Problem statement → Check each line of the entries below for the string "substₚ" and state how many lines have it, with no other text.

The data →
PR #121, opened 2019-04-02
Few more logic

L-TChen:
This PR is about some helper functions for conversion between hProp and Set and to fix the universe issue of the definition of bi-implication as identity. 

Also  the naming convention issue: shall we use `m` for mere proposition or `p` for proposition? The mere equality uses `m`. However it is probably more mnemonic and consistent to use `p` instead, since `p` is naturally used for some other helper functions, e.g., `∥_∥ₚ: Set ℓ → hProp` for truncating types into hProp.

### DIFF
--- a/Cubical/Foundations/Logic.agda
+++ b/Cubical/Foundations/Logic.agda
@@ -1,4 +1,5 @@
 {-# OPTIONS --cubical --safe #-}
+
 module Cubical.Foundations.Logic where
 
 import Cubical.Data.Empty as D
@@ -9,16 +10,30 @@ import Cubical.Data.Unit  as D
 open import Cubical.Core.Prelude
 open import Cubical.Core.PropositionalTruncation
 
-open import Cubical.Foundations.HLevels     using (hProp; ΣProp≡; isPropIsProp; propPi; isSetHProp) public
+open import Cubical.Foundations.HLevels  using (hProp; ΣProp≡; isPropIsProp; propPi) public
 open import Cubical.Foundations.Isomorphism
 open import Cubical.Foundations.Function
 
-infixr 7 _⊔_
-infixr 7 _⊔′_
-infixr 7 _⊓_
-infixr 7 _⊓′_
-infixr 5 _⇒_
+open import Cubical.Relation.Nullary hiding (¬_)
+
+infix 10 ¬_
+infixr 8 _⊔_
+infixr 8 _⊔′_
+infixr 8 _⊓_
+infixr 8 _⊓′_
+infixr 6 _⇒_
 infixr 4 _⇔_
+infix 30 _≡ₚ_
+infix 30 _≢ₚ_
+
+infix 2 ∃[]-syntax
+infix 2 ∃[∶]-syntax
+
+infix 2 ∀[∶]-syntax
+infix 2 ∀[]-syntax
+
+infix 2 ⇒∶_⇐∶_
+infix 2 ⇐∶_⇒∶_
 
 --------------------------------------------------------------------------------
 -- The type hProp of mere propositions
@@ -34,14 +49,11 @@ private
 [_] : hProp → Set ℓ
 [_] = fst
 
-infix 30 _≡ₘ_
-infix 30 ∥_∥ₚ
-
 ∥_∥ₚ : Set ℓ → hProp
 ∥ A ∥ₚ = ∥ A ∥ , propTruncIsProp
 
-_≡ₘ_ : (x y : A) → hProp
-x ≡ₘ y = ∥ x ≡ y ∥ₚ
+_≡ₚ_ : (x y : A) → hProp
+x ≡ₚ y = ∥ x ≡ y ∥ₚ
 
 hProp≡ : [ P ] ≡ [ Q ] → P ≡ Q
 hProp≡ p = ΣProp≡ (\ _ → isPropIsProp) p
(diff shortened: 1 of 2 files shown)


Saizan:
We do say "mere equality" (also because "propositional equality" means something else in some contexts), so it seems appropriate to use ```m``` for that.

"mere propositional truncation" doesn't sound as good, and I suppose ```∥_∥ₚ``` can be read as "propositional truncation as an HProp".

It does seem appealing to standardize on ```ₚ``` for "as a HProp" and change mere equality, which builds an ```HProp```, to ```_≡ₚ_``` to be consistent.

@mortberg do you have any experience/opinion on this?

mortberg:
I'm personally not using the "mere" terminology very often. The notion of propositions in univalent mathematics is hProp, so I don't use a special qualifier for it. So I think `p` is better

L-TChen:
If the following changes make sense to you, this PR should be ready to merge. 

* use the subscript p instead m for the h-prop version of operations/types (_≡ₚ_, substₚ, Decₚ)
* `pathTo⇒ : P ≡ Q → [ P ⇒ Q ]` and the other way around
* a hprop version of `subst`: `substₚ : {x y : A} (B : A → hProp {ℓ}) → [ x ≡ₚ y ⇒ B x ⇒ B y ]`
* bi-implication is now conjunction of implications in two directions, avoiding increasing universe
* another syntax for quantifiers without type annotation
* decidable mere proposition
* two more simple proofs: negation commutes with truncation, conjunction commutes with the universal quantifier

The type of decidable mere equality can now be given in the following way 

`[ ∀[ x ∶ A ] ∀[ y ∶ A ] Decₚ (x ≡ₚ y) ]`

which makes it clear that it is a proposition.

L-TChen:
> I thought it was fairly standard to have no subscript for (-1)-truncation?

True, but that is achieved by coercive subtyping. For example, in UniMath, hProp can always be converted to Type implicitly because of the following coercion

```coq
Coercion hProptoType : hProp >-> UU.
```

So in Coq there is no need to define propositional truncation twice (one for `Set`; one for the sigma type `Σ Set isProp`). Agda does not support coercion subtyping so this kind of translation has to be explicit.

mortberg:
> > I thought it was fairly standard to have no subscript for (-1)-truncation?
> 
> True, but that is achieved by coercive subtyping. For example, in UniMath (written in Coq), hProp can always be converted to Type implicitly because of the following coercion
> 
> ```coq
> Coercion hProptoType : hProp >-> UU.
> ```
> 
> So in UniMath there is no need to define propositional truncation twice (one for `Set`; one for the sigma type `Σ Set isProp`). Agda does not support coercion subtyping so this kind of translation has to be explicit.

@martinescardo Yet another argument for why Agda should have coercions! Another of my favorite arguments is that I want to be able to write `f a` when applying an equivalence and not `f .fst x`. In general, whenever the second argument is a proposition I was the first project to be a coercion.

Alizter:
What is the correct way to handle coercions in a type checker? Is it a preprocessing step? What references do we have for it? The only one I can think of is calculus of inductive constructions on which Coq is based. It would seem to me that coercions add potential complexity if not handled correctly.

martinescardo:
@mortberg We should try to persuade the Agda developers to implement coercions in the way mathematicians use it, to make Agda code reflect mathematical practice and intuition.

mortberg:
> @mortberg We should try to persuade the Agda developers to implement coercions in the way mathematicians use it, to make Agda code reflect mathematical practice and intuition.

Indeed, I'm quite happy with how they work in Coq. I'm not sure how they are implemented, but I'm sure there is a lot of literature on it and that some of the Agda developers know much more about it than I do. What was the thread where you proposed it and got a lot of backlash? I would like to weigh in on your side. If people don't like coercions then they can simply not use them, but if you want to formalize mathematics that is close to the way mathematicians do it then you need coercions.

Alizter:
It could be argued that coercions are widely used already in object oriented programming, under the name of inheritance. I guess this is related to subtyping and so on. However a key difference is that we don't have universes there.

martinescardo:
@mortberg https://lists.chalmers.se/pipermail/agda/2018/010605.html

L-TChen:
Personally, I think there should be a refined notion of coercive subtyping. From a mathematical viewpoint, one can formally distinguish [staff, structure, and properties](https://ncatlab.org/nlab/show/stuff,+structure,+property) and something in-between, e.g. [property-like structure](http://www.tac.mta.ca/tac/volumes/1997/n9/3-09abs.html) or structure-like stuff. In homotopy type theory, we also have different h-levels. Since what we want to forget is nothing but properties in the aforementioned examples, i.e. the proof of `isProp A`, or `isEquiv f`, it shouldn't be a big problem.

However general coercion allows you to apply arbitrary function (but uniquely declared?) which often causes ambiguity and difficulty to understand. 

Huh, it sounds something interesting for me to investigate in the future. :-)

Alizter:
I think coercion has the ability to be used and abused. Mortberg outlines some very real advantages of coercion, but the agda mailing list discussion also notes many disadvantages to their use.

I can see the fear of people writing really unmaintainable code if coercion were to be implemented. But I am also of the opinion that if used sparingly it can make code more maintainable. The problem then boils down to "what does sparingly mean".

martinescardo:
The fear of people writing bad code is already here without the need of facilities for coercion.

martinescardo:
A language is not something to prevent people from saying things in a certain way, but to allowi them to say it in a variety of ways. A good language will not make all its users Pulitzer Prize winners, but will allow some of them to be. You will not make the world better by preventing modes of expression.

martinescardo:
(Even more if these modes of expression are precisely the ones that helped make mathematics to be a success story.)

Alizter:
@martinescardo Preventing modes of expression is exactly what typing sets out to do. So I am not fully convinced lax programming specifications can be a force for good.

For what we want to do with coercion I fully agree that it is a good idea. What I disagree with is adding it to agda without further thought. It will probably have unintended consequences.

But who knows until we try right? :)

L-TChen:
One has at least be aware of the diamond problem or, more formally, the coherence property in coercive subtyping. Coq disregards every but the oldest path of [coercions](https://coq.inria.fr/refman/addendum/implicit-coercions.html), so the order of declaration in Coq does matter. There are different implementations in other languages. We might restrict to a smaller set of functions for coercions, say, only those forget properties, so that multiple paths of coercions are essentially the same.

Alizter:
Some coercions, though they ought to exist, are completely uselss. Take for example coercions from Groups to Magmas or Semigroups. There are all sorts of diamond issues here and at the end of the day declaring these coercions is kind of useless even though we implicitly do it in mathematics without much thought. So perhaps there should be a guidline of coercing when needed rather than when we can.

mortberg:
Indeed, the content of this PR looked good and this discussion had really derailed quite a bit.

Solution → 2